Doubtless, the vigor of protest literature lies in the sharpening of the artist's perceptions of the issues involved,
with protest that goes beyond the purely personal to the public, a concrete audience to which the writer makes
an appeal. Thus, sharply honed and focused, the literature of protest that is the predominant cultural
manifestation of the times will not be a merely diffuse and sporadic phenomenon, but a formidable gathering of
voices, of the city as the countryside, signifying that the people have at last spoken. (Ordoñez,1995:344).

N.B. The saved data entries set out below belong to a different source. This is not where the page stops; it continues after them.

PR #3935, opened 2021-09-27
Set OpenSSL 1.1.1 as the minimum version, recommend 3.0.0 for Windows

ximinez:

CMake config defined OpenSSL 1.0.2 as the minimum, even though building rippled would fail with that version for about 6 months. Update it to the newest commonly available version, 1.1.1.

3.0.0 was released a few weeks ago, but I'm not making that the minimum until it has had more time to be used and "shake out" issues, and to be included in more linux distros. However, I updated the Windows build instructions to recommend 3.0.0, which seems to work well there.

### Context of Change

Builds fail with older versions of OpenSSL. Because OpenSSL is security sensitive, we should keep up our requirements to match the latest version.

OpenSSL is referenced in two places in the CMake config. I don't know why that is, and am leaving that question as outside the scope of this PR.


seelabs (approved):
:+1: I don't have a window's system to tests this with, but the code changes look good. Thanks for doing this.

ximinez:
@seelabs Sorry, I was premature. My quick checks with 3.0.0 looked good, but the longer checks dug up some deprecated functions in 3.0.0 that prevent rippled from building, so I changed the VS README back to 1.1.1L.  I'm double-checking with that version now, but since I had previously been using 1.1.1K, I don't anticipate any problems.

legleux (approved):
🚢

manojsdoshi:
"Merged as part of #3948"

Celebratory literature certainly abounded in the aftermath of the February or EDSA or People Power or
Yellow Revolution. Since then, a lot of things have happened in the field of culture and literature in the
Philippines. For one, literary competitions continue merrily, with the 1998 Centennial Literary Awards
giving away prize money in the millions of pesos, rather than the pittance of a few thousands of the
more established competitions, which is probably something to protest about. But on a more serious
note: poetry and stories and novels continue to be published, plays continue to be performed, which
partake of the nature of protest, though not on the same level of ideological intensity seen in the sixties
and seventies, though in a large sense, the literature of resistance has not ceased to exist, precisely
because so many issues remain unresolved under the present Philippine social formation. The
insurgency persists, and revolutionary literature is still being produced, if only because there is still
perception and acceptance in certain areas that the present social formation remains in the "semi-
feudal, semi-colonial" mode. If proof be needed, the durable Ulos underground cultural-literary
magazine continues to be published to this day, its national-democratic orientation undiminished, its
socialist vision steadfast.

During the period under study, Filipino critic and literary historian Lucilla Hosillos wrote that the
seemingly perennial Philippine crisis pointed to the road that writers must take. Rather than the rosy
lane of lyricism, the thorny path of liberation: "rather than hark, hark, the lark, it ought to be hark,
hark, the dark!" But employing the principle of what the protest writers were wont to call "revolutionary
optimism", and borrowing a felicitous title from composer Vaugh Williams, perhaps one could reconfigure
that into an aphoristic couplet that attempts to encapsulate the undiminished spirit of freedom-seeking
during those perilous times:

If martial law was the Dark Descending,


the voice of protest was the Lark Ascending.